A motion to dismiss pursuant to Rule 12(b)(6) of the Federal Rules of Civil Procedure is a motion attacking the legal sufficiency of a complaint. In deciding such a motion, the court must accept the facts pleaded as true and construe them in a light most favorable to the plaintiff. Speaker v. U.S. Dep't of Health & Human Servs. Ctrs. for Disease Control & Prevention, 623 F.3d 1371, 1379 (11th Cir. 2010); U.S. v. Pemco Aeroplex, Inc., 195 F.3d 1234, 1236 (11th Cir. 1999). Rule 8(a)(2) requires only "a short and plain statement of the claim showing that the pleader is entitled to relief." Fed. R. Civ. P. 8(a)(2). While a complaint does not need detailed factual allegations to meet this standard, a plaintiff must provide the grounds of his entitlement to relief beyond labels, conclusions, and a formulaic recitation of the elements of a cause of action. Bell Atl. Corp. v. Twombly, 550 U.S. 544, 555 (2007) (abrogating Conley v. Gibson, 355 U.S. 41, 47 (1957)).

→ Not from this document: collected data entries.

PR #1383, opened 2022-03-10
Implement changeLandMaterial game command

GalBr:
This is a draft and still needs testing.


src/OpenLoco/GameCommands/ChangeLandMaterial.cpp
```diff
@@ -0,0 +1,65 @@
...
+                    if (!surface->hasHighTypeFlag())
+                    {
+                        surface->setVar6SLR5(0);
+                    }
+                    const auto variation = Map::MapGenerator::getRandomTerrainVariation(*surface);
+                    if (variation.has_value())
+                    {
+                        if (!surface->hasHighTypeFlag())
+                        {
+                            surface->setVariation(variation.value());
```
duncanspumpkin, line 41: unfortunately we can't use `.value()` on std::optional at the moment due to the old version of apple clang that we compile against.

GalBr: Changed it to *.

GalBr:
This code currently does not work for a single tile and for multiple tiles, it modifies all but one (seems to be the last) tile.
We suspect the problem is with `TilePosRangeView` not handling a single tile scenario and maybe another issue.

GalBr:
This branch seems to work as intended with the fix to `TilePosRangeView` in #1384 and will be ready to test and merge after #1384 is merged.

src/OpenLoco/GameCommands/ChangeLandMaterial.cpp
```diff
@@ -0,0 +1,65 @@
...
+#include "../Objects/ObjectManager.h"
+#include "../S5/S5.h"
+#include "GameCommands.h"
+
+using namespace OpenLoco::Interop;
+
+namespace OpenLoco::GameCommands
+{
+    // 0x00468EDD
+    static uint32_t changeLandMaterial(Map::Pos2 pointA, Map::Pos2 pointB, uint8_t landType, uint8_t flags)
```
duncanspumpkin, line 14: make const & for the Map::Pos2's. Also can const the landtype and flags.

src/OpenLoco/GameCommands/ChangeLandMaterial.cpp
```diff
@@ -0,0 +1,65 @@
...
+    {
+        GameCommands::setExpenditureType(ExpenditureType::Construction);
+        uint8_t x = (pointA.x + pointB.x) / 2 + 16;
```
duncanspumpkin, line 17: These should not be `uint8_t`. You can't use uint8_t to store coordinates in locomotion as they are not wide enough. I would prefer if you just did:
`const auto midPoint = (PointA + PointB) / 2 + Map::Pos2{ 16, 16 };`

src/OpenLoco/GameCommands/ChangeLandMaterial.cpp
```diff
@@ -0,0 +1,65 @@
...
+        uint8_t y = (pointA.y + pointB.y) / 2 + 16;
+        auto height = Map::TileManager::getHeight({ x, y });
+        GameCommands::setPosition({ x, y, height.landHeight });
+
+        Map::TilePosRangeView tileLoop{ { pointA }, { pointB } };
+        for (const auto& tilePos : tileLoop)
+        {
+            auto surface = Map::TileManager::get(tilePos).surface();
+            if (surface != nullptr)
```
duncanspumpkin, line 26: if you invert and do surface == nullptr continue then it will reduce indentation. Same with the flags. Tbh could move the flag check to L21 and skip the whole function.

duncanspumpkin (commented):
All looks good. Just one minor issue with the coordinates.

src/OpenLoco/GameCommands/ChangeLandMaterial.cpp
GalBr: Good idea, thanks.

src/OpenLoco/GameCommands/ChangeLandMaterial.cpp
GalBr: Moved the flag check outside the loop and inverted the `nullptr` check, thanks!

duncanspumpkin (approved):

Although the court "must take all of the factual allegations in the complaint as true, we are not bound to accept as true a legal conclusion couched as a factual allegation." Twombly, 550 U.S. at 555. To survive a Rule 12(b)(6) motion, the factual allegations of a complaint must do more than state a speculative right to relief on an assumption that all the allegations in the complaint are true. Twombly at 555 (citations omitted). In practice, this standard requires the complaint to "contain either direct or inferential allegations respecting all the material elements necessary to sustain recovery under some viable legal theory." Id. at 562 (quoting, with emphasis in the original, Car Carriers, Inc. v. Ford Motor Co., 745 F.2d 1101 (7th Cir. 1984)). The test is not whether the complainants will ultimately prevail but whether they are entitled to offer evidence in support of the claims pleaded. Scheuer v. Rhodes, 416 U.S. 232, 236 (1974).

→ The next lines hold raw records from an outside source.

PR #1384, opened 2022-03-11
Fix tile loop not including the last tile

duncanspumpkin:


GalBr:
I tested this with my branch #1383.
It now works for a single tile, but for multiple tiles in modifies extra tiles:
image
image

src/OpenLoco/Map/TileLoop.hpp
```diff
@@ -104,6 +102,9 @@ namespace OpenLoco::Map
         }
 
         Iterator begin() { return Iterator(_begin, _end); }
-        Iterator end() { return Iterator(_end, _end); }
+        Iterator end()
+        {
+            return Iterator(_end + TilePos2{ 0, 1 }, _end); // End iterator must be 1 step past the end so that loop is inclusive
```
duncanspumpkin, line 107: Should be begin.x, end.y+1

duncanspumpkin:
Doh i see my mistake

duncanspumpkin:
@GalBr can you retry with the new code.

duncanspumpkin:
@GalBr can you retry with the new code.

GalBr:
It works now!

duncanspumpkin:
Great. @AaronVanGeffen there isn't anything that really uses this in the previous release so i don't think changelog entry is needed.

src/OpenLoco/Map/TileLoop.hpp
```diff
@@ -97,13 +95,16 @@ namespace OpenLoco::Map
...
+            , _topRight(topRight)
         {
         }
 
-        Iterator begin() { return Iterator(_begin, _end); }
-        Iterator end() { return Iterator(_end, _end); }
+        Iterator begin() { return Iterator(_bottomLeft, _topRight); }
+        Iterator end()
+        {
+            return Iterator(TilePos2(_bottomLeft.x, _topRight.y + 1), _topRight); // End iterator must be 1 step past the end so that loop is inclusive
```
AaronVanGeffen, line 107:
```suggestion
            // End iterator must be 1 step past the end so that loop is inclusive
            return Iterator(TilePos2(_bottomLeft.x, _topRight.y + 1), _topRight);
```

AaronVanGeffen (approved):
Code changes look good; new names are clearer. Left one minor stylistic comment. Unfortunately haven't been able to test the changes myself, but I trust you have.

Upon consideration, I conclude that Defendants' motion to dismiss is due to be denied. Accepting the facts pleaded as true and construing them in a light favorable to Plaintiff, the allegations of the Complaint sufficiently plead breach or anticipatory breach of the Option Agreement and Security Agreement, as well as state a claim under Florida's Uniform Commercial Code.
As an initial matter, though not specifically raised by Defendants, the Court notes that the Complaint asserts five separate counts sufficiently pleaded in the alternative. Federal Rule of Civil Procedure 8(d) explicitly permits pleading in the alternative. Fed. R. Civ. P. 8(d)(2) ("If a party makes alternative statements, the pleading is sufficient if any one of them is sufficient"); see also United Techs. Corp. v. Mazer, 556 F.3d 1260, 1273 (11th Cir. 2009). Thus, "[i]t is a well-settled rule of federal procedure that plaintiffs may assert alternative and contradictory theories of liability." Adinolfe v. United Techs. Corp., 768 F.3d 1161, 1175 (11th Cir. 2014) (citations omitted).
The claims by Plaintiff here fall easily within the liberal alternative pleading requirements allowed by Federal Rule of Civil Procedure 8. Moreover, even if there is some overlap or duplication between Counts I and II, and between III and IV, alternative pleading is expressly permitted and I find no prejudice to Defendant in allowing these counts to proceed forward. While Plaintiff may not ultimately prevail on each of its five counts, at this stage of the proceedings, the Court finds nothing impermissible in such alternative theories of liability and recovery.
Under Florida law, which the Court applies in this diversity case, a plaintiff must assert the existence of the following three elements to state a claim for breach of contract: (1) the existence of a contract, (2) a breach of the contract, and (3) damages resulting from the breach. Vega v. T-Mobile USA, Inc., 564 F.3d 1256, 1272 (11th Cir. 2009) (citing Friedman v. N.Y. Life Ins. Co., 985 So.2d 56, 58 (Fla. Dist. Ct. App. 2008)).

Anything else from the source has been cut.